-- Opening Marker --

PR #1005, opened 2017-10-05
eni attachment state change: ignore expired

aaithal:
### Summary

Ignore expired eni attachment state change events

### Implementation details

This change fixes a bug with the Agent's event submission
logic, where if the ENI attachment is ignored if the
ack time sent by the backend has expired. Not doing this
will result in the Agent forever trying to send the
attachment event to the backend as we can't reliably
distinguish between throttle errors and invalid input
errors from SubmitTaskStateChange response.

### Testing

- [X] Unit tests on Windows (`go test -timeout=25s ./agent/...`) pass
- [X] Integration tests on Windows (`.\scripts\run-integ-tests.ps1`) pass
- [X] Functional tests on Linux (`make run-functional-tests`) pass
- [X] Functional tests on Windows (`.\scripts\run-functional-tests.ps1`) pass
- [X] Manual Testing: Verified that Agent stops sending `SubmitTaskStateChange` events on by artificially introducing a delay to simulate timing out expiration time.

None

### Licensing

### DIFF
--- a/agent/api/eniattachment.go
+++ b/agent/api/eniattachment.go
@@ -90,6 +90,15 @@ func (eni *ENIAttachment) StopAckTimer() {
 	eni.ackTimer.Stop()
 }
 
+// HasExpired returns true if the ENI attachment object has exceeded the
+// threshold for notifying the backend of the attachment
+func (eni *ENIAttachment) HasExpired() bool {
+	eni.guard.RLock()
+	defer eni.guard.RUnlock()
+
+	return time.Now().After(eni.ExpiresAt)
+}
+
 // String returns a string representation of the ENI Attachment
 func (eni *ENIAttachment) String() string {
 	eni.guard.RLock()
--- a/agent/eni/watcher/watcher_linux.go
+++ b/agent/eni/watcher/watcher_linux.go
@@ -139,46 +139,46 @@ func (udevWatcher *UdevWatcher) reconcileOnce() error {
 
 	// Add new interfaces next
 	for mac, _ := range currentState {
-		udevWatcher.sendENIStateChange(mac)
+		if err := udevWatcher.sendENIStateChange(mac); err != nil {
+			log.Warnf("Udev watcher reconciliation: unable to send state change: %v", err)
+		}
 	}
 	return nil
 }
 
 // sendENIStateChange handles the eni event from udev or reconcile phase
-func (udevWatcher *UdevWatcher) sendENIStateChange(mac string) {
-	eniAttachment, ok := udevWatcher.shouldSendENIStateChange(mac)
-	if ok {
-		go func(eni *api.ENIAttachment) {
-			eni.Status = api.ENIAttached
-			log.Infof("Emitting ENI change event for: %v", eni)
-			udevWatcher.eniChangeEvent <- api.TaskStateChange{
-				TaskARN:    eni.TaskARN,
-				Attachment: eni,
-			}
-		}(eniAttachment)
-	}
-}
-
-// shouldSendENIStateChange checks whether this eni is managed by ecs
-// and if its status should be sent to backend
-func (udevWatcher *UdevWatcher) shouldSendENIStateChange(macAddress string) (*api.ENIAttachment, bool) {
-	if macAddress == "" {
-		log.Warn("ENI state manager: device with empty mac address")
-		return nil, false
+func (udevWatcher *UdevWatcher) sendENIStateChange(mac string) error {
+	if mac == "" {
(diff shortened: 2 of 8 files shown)


aaithal:
@richardpen That's a good point. It should be doing that now. Can you take another look?

agent/eni/watcher/watcher_linux.go
```diff
@@ -147,16 +147,26 @@ func (udevWatcher *UdevWatcher) reconcileOnce() error {
...
-		go func(eni *api.ENIAttachment) {
-			eni.Status = api.ENIAttached
-			log.Infof("Emitting ENI change event for: %v", eni)
-			udevWatcher.eniChangeEvent <- api.TaskStateChange{
-				TaskARN:    eni.TaskARN,
-				Attachment: eni,
-			}
-		}(eniAttachment)
+	if !ok {
+		if eniAttachment != nil {
```
richardpen: This will also remove the eni attachment that status has been sent, and still managed by agent. We should exclude that whether add a check here or return nil in shouldSendENIStateChange. Also please add this case in your test.

agent/api/eniattachment.go
```diff
@@ -90,6 +90,15 @@ func (eni *ENIAttachment) StopAckTimer() {
 	eni.ackTimer.Stop()
 }
 
+// HasExpired returns true if the ENI attachment object has exceeded the
+// threshold for notifying the backend of the attachment
+func (eni *ENIAttachment) HasExpired() bool {
+	eni.guard.RLock()
```
petderek: When does 'expiresAt' change? Do you need this?

agent/eni/watcher/watcher_linux.go
```diff
@@ -147,16 +147,26 @@ func (udevWatcher *UdevWatcher) reconcileOnce() error {
...
+			// Agent is aware of the ENI, but we decide not to ack it
+			// as it's either already been ack'd or because it's ack
+			// timeout has expired
+			log.Infof("ENI state manager: removing ENI attachment from state, no longer tracking it: %s",
+				eniAttachment.String())
+			udevWatcher.agentState.RemoveENIAttachment(eniAttachment.MACAddress)
```
petderek: why do we remove it if it has already been ack'd?

agent/eni/watcher/watcher_linux.go
aaithal: Isn't that a good thing? I don't think we need to persist the attachment if we've already acknowledged with the backend that Agent has seen the ENI. The only weirdness here is that Attachment data from the state will be cleaned up before the task data, which I still think is not a problem.

richardpen: Remove it from the agent state while it's still managed by ECS sounds not right to me. One rare case I can think of is if customer can know the number of enis managed by ecs by check the eniattachment field in the state file.

aaithal: I'd argue that you should be able to get that `DescribeContainerInstance` API. But, I agree that it may lead to a weird behavior. I'll exclude `IsSent()` from this.

agent/api/eniattachment.go
aaithal: Whenever ACS sends a new message. It's better to be safe than sorry.

agent/eni/watcher/watcher_linux.go
aaithal: We are discussing that here: https://github.com/aws/amazon-ecs-agent/pull/1005/files/a1ff0d886dbf615a68e1c6b29cbb877fd4fb9189#diff-b92a021259580671251a2c3e099e925c

agent/api/eniattachment.go
petderek: That makes sense! I was didn't realize expiresAt was something that would be constantly updated

aaithal: We don't expect it. But, it may change because of bugs in ACS for example.

agent/eni/watcher/watcher_linux.go
```diff
@@ -139,46 +139,47 @@ func (udevWatcher *UdevWatcher) reconcileOnce() error {
...
 	}
-
 	if eni.IsSent() {
-		log.Infof("ENI state manager: eni attach status has already sent: %s", macAddress)
-		return eni, false
+		return errors.Errorf("udev watcher send ENI state change: eni status already sent: %s", eni.String())
+	}
+	if eni.HasExpired() {
+		// Agent is aware of the ENI, but we decide not to ack it
+		// as it's either already been ack'd or because it's ack
```
richardpen: This comment is no longer accurate.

-- Closing Marker --

**What you need to do:** Transcribe the listing in full, keeping every line exact.

**Response:**
PR #1005, opened 2017-10-05
eni attachment state change: ignore expired

aaithal:
### Summary

Ignore expired eni attachment state change events

### Implementation details

This change fixes a bug with the Agent's event submission
logic, where if the ENI attachment is ignored if the
ack time sent by the backend has expired. Not doing this
will result in the Agent forever trying to send the
attachment event to the backend as we can't reliably
distinguish between throttle errors and invalid input
errors from SubmitTaskStateChange response.

### Testing

- [X] Unit tests on Windows (`go test -timeout=25s ./agent/...`) pass
- [X] Integration tests on Windows (`.\scripts\run-integ-tests.ps1`) pass
- [X] Functional tests on Linux (`make run-functional-tests`) pass
- [X] Functional tests on Windows (`.\scripts\run-functional-tests.ps1`) pass
- [X] Manual Testing: Verified that Agent stops sending `SubmitTaskStateChange` events on by artificially introducing a delay to simulate timing out expiration time.

None

### Licensing

### DIFF
--- a/agent/api/eniattachment.go
+++ b/agent/api/eniattachment.go
@@ -90,6 +90,15 @@ func (eni *ENIAttachment) StopAckTimer() {
 	eni.ackTimer.Stop()
 }
 
+// HasExpired returns true if the ENI attachment object has exceeded the
+// threshold for notifying the backend of the attachment
+func (eni *ENIAttachment) HasExpired() bool {
+	eni.guard.RLock()
+	defer eni.guard.RUnlock()
+
+	return time.Now().After(eni.ExpiresAt)
+}
+
 // String returns a string representation of the ENI Attachment
 func (eni *ENIAttachment) String() string {
 	eni.guard.RLock()
--- a/agent/eni/watcher/watcher_linux.go
+++ b/agent/eni/watcher/watcher_linux.go
@@ -139,46 +139,46 @@ func (udevWatcher *UdevWatcher) reconcileOnce() error {
 
 	// Add new interfaces next
 	for mac, _ := range currentState {
-		udevWatcher.sendENIStateChange(mac)
+		if err := udevWatcher.sendENIStateChange(mac); err != nil {
+			log.Warnf("Udev watcher reconciliation: unable to send state change: %v", err)
+		}
 	}
 	return nil
 }
 
 // sendENIStateChange handles the eni event from udev or reconcile phase
-func (udevWatcher *UdevWatcher) sendENIStateChange(mac string) {
-	eniAttachment, ok := udevWatcher.shouldSendENIStateChange(mac)
-	if ok {
-		go func(eni *api.ENIAttachment) {
-			eni.Status = api.ENIAttached
-			log.Infof("Emitting ENI change event for: %v", eni)
-			udevWatcher.eniChangeEvent <- api.TaskStateChange{
-				TaskARN:    eni.TaskARN,
-				Attachment: eni,
-			}
-		}(eniAttachment)
-	}
-}
-
-// shouldSendENIStateChange checks whether this eni is managed by ecs
-// and if its status should be sent to backend
-func (udevWatcher *UdevWatcher) shouldSendENIStateChange(macAddress string) (*api.ENIAttachment, bool) {
-	if macAddress == "" {
-		log.Warn("ENI state manager: device with empty mac address")
-		return nil, false
+func (udevWatcher *UdevWatcher) sendENIStateChange(mac string) error {
+	if mac == "" {
(diff shortened: 2 of 8 files shown)


aaithal:
@richardpen That's a good point. It should be doing that now. Can you take another look?

agent/eni/watcher/watcher_linux.go
```diff
@@ -147,16 +147,26 @@ func (udevWatcher *UdevWatcher) reconcileOnce() error {
...
-		go func(eni *api.ENIAttachment) {
-			eni.Status = api.ENIAttached
-			log.Infof("Emitting ENI change event for: %v", eni)
-			udevWatcher.eniChangeEvent <- api.TaskStateChange{
-				TaskARN:    eni.TaskARN,
-				Attachment: eni,
-			}
-		}(eniAttachment)
+	if !ok {
+		if eniAttachment != nil {
```
richardpen: This will also remove the eni attachment that status has been sent, and still managed by agent. We should exclude that whether add a check here or return nil in shouldSendENIStateChange. Also please add this case in your test.

agent/api/eniattachment.go
```diff
@@ -90,6 +90,15 @@ func (eni *ENIAttachment) StopAckTimer() {
 	eni.ackTimer.Stop()
 }
 
+// HasExpired returns true if the ENI attachment object has exceeded the
+// threshold for notifying the backend of the attachment
+func (eni *ENIAttachment) HasExpired() bool {
+	eni.guard.RLock()
```
petderek: When does 'expiresAt' change? Do you need this?

agent/eni/watcher/watcher_linux.go
```diff
@@ -147,16 +147,26 @@ func (udevWatcher *UdevWatcher) reconcileOnce() error {
...
+			// Agent is aware of the ENI, but we decide not to ack it
+			// as it's either already been ack'd or because it's ack
+			// timeout has expired
+			log.Infof("ENI state manager: removing ENI attachment from state, no longer tracking it: %s",
+				eniAttachment.String())
+			udevWatcher.agentState.RemoveENIAttachment(eniAttachment.MACAddress)
```
petderek: why do we remove it if it has already been ack'd?

agent/eni/watcher/watcher_linux.go
aaithal: Isn't that a good thing? I don't think we need to persist the attachment if we've already acknowledged with the backend that Agent has seen the ENI. The only weirdness here is that Attachment data from the state will be cleaned up before the task data, which I still think is not a problem.

richardpen: Remove it from the agent state while it's still managed by ECS sounds not right to me. One rare case I can think of is if customer can know the number of enis managed by ecs by check the eniattachment field in the state file.

aaithal: I'd argue that you should be able to get that `DescribeContainerInstance` API. But, I agree that it may lead to a weird behavior. I'll exclude `IsSent()` from this.

agent/api/eniattachment.go
aaithal: Whenever ACS sends a new message. It's better to be safe than sorry.

agent/eni/watcher/watcher_linux.go
aaithal: We are discussing that here: https://github.com/aws/amazon-ecs-agent/pull/1005/files/a1ff0d886dbf615a68e1c6b29cbb877fd4fb9189#diff-b92a021259580671251a2c3e099e925c

agent/api/eniattachment.go
petderek: That makes sense! I was didn't realize expiresAt was something that would be constantly updated

aaithal: We don't expect it. But, it may change because of bugs in ACS for example.

agent/eni/watcher/watcher_linux.go
```diff
@@ -139,46 +139,47 @@ func (udevWatcher *UdevWatcher) reconcileOnce() error {
...
 	}
-
 	if eni.IsSent() {
-		log.Infof("ENI state manager: eni attach status has already sent: %s", macAddress)
-		return eni, false
+		return errors.Errorf("udev watcher send ENI state change: eni status already sent: %s", eni.String())
+	}
+	if eni.HasExpired() {
+		// Agent is aware of the ENI, but we decide not to ack it
+		// as it's either already been ack'd or because it's ack
```
richardpen: This comment is no longer accurate.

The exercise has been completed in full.